PR #4579, opened 2023-05-18
Waitp 1260 ts UI components3

acdunham:
### Changes:
- Convert Icons and Inputs components to Typescript
- Add any additional setup for build
- Get storybook and tests working
Note: this is part 3 of 3 PRs for the same task, so there may be some overlap for these 3 PRs


packages/ui-components/src/components/Inputs/AsyncAutocomplete.tsx
```diff
@@ -3,17 +3,19 @@
  * Copyright (c) 2017 - 2020 Beyond Essential Systems Pty Ltd
  */
 
-import React, { useState, useEffect, useCallback } from 'react';
+import React, { useState, useEffect } from 'react';
 import throttle from 'lodash.throttle';
```
tcaiger, line 7: this might be another one that only happens for me but the linter is telling me to install @types/lodash.throttle

tcaiger (approved):
Just double check that lodash error but otherwise it all looks good to me.

PR #4580, opened 2023-05-19
Waitp 1189 landing page name length

acdunham:
### Changes:
- Add validation to make sure landing page name length is no more than 40 characters
- Update styling to allow for 40 character landing page name lengths in top bar

### Screenshots:
With shorter name at mobile size:
Screenshot 2023-05-19 at 12 37 28 pm

With long name at mobile size: text wraps and top bar expands (not much way around making the bar expand, because 40 characters is long enough to require it)
Screenshot 2023-05-19 at 12 38 33 pm


packages/web-frontend/src/containers/TopBarLogo/index.js
```diff
@@ -29,8 +29,13 @@ const LogoWrapper = styled.div`
 `;
 
 const LogoImage = styled.img`
-  max-height: 80%;
+  max-height: 40px; // 80% of top bar height
```
tcaiger, line 32: I'm not too concerned but could we use calc based on the top bar height variable for these heights?

tcaiger (approved):
😄

PR #4583, opened 2023-05-19
RN-922: Fix PNG exports failing on LESMIS

rohan-bes:
### Issue RN-922:


packages/lesmis/src/utils/export/useExportToImage.js
```diff
@@ -24,12 +24,12 @@ export const useExportToImage = (filename, format) => {
   const [isExporting, setIsExporting] = useState(false);
   const [isExportLoading, setIsExportLoading] = useState(false);
   const sanitisedFileName = toFilename(filename, true);
-  const node = exportRef.current;
 
   const exportToImg = async () => {
     setIsExporting(true);
     setIsExportLoading(true);
 
+    const node = exportRef.current;
```
rohan-bes, line 32: Pretty simple issue in the end. We set the ref on the component correctly, but since we were taking it's value outside of the function scope, it was always set to null.

IgorNadj (approved):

○ ○ ○ ○

WORK TO BE COMPLETED -> Go to the line holding "rohan-bes, line 32: Pretty" in the entries above and return it, along with every line after it, exactly as written.

RESPONSE AREA ->
rohan-bes, line 32: Pretty simple issue in the end. We set the ref on the component correctly, but since we were taking it's value outside of the function scope, it was always set to null.

IgorNadj (approved):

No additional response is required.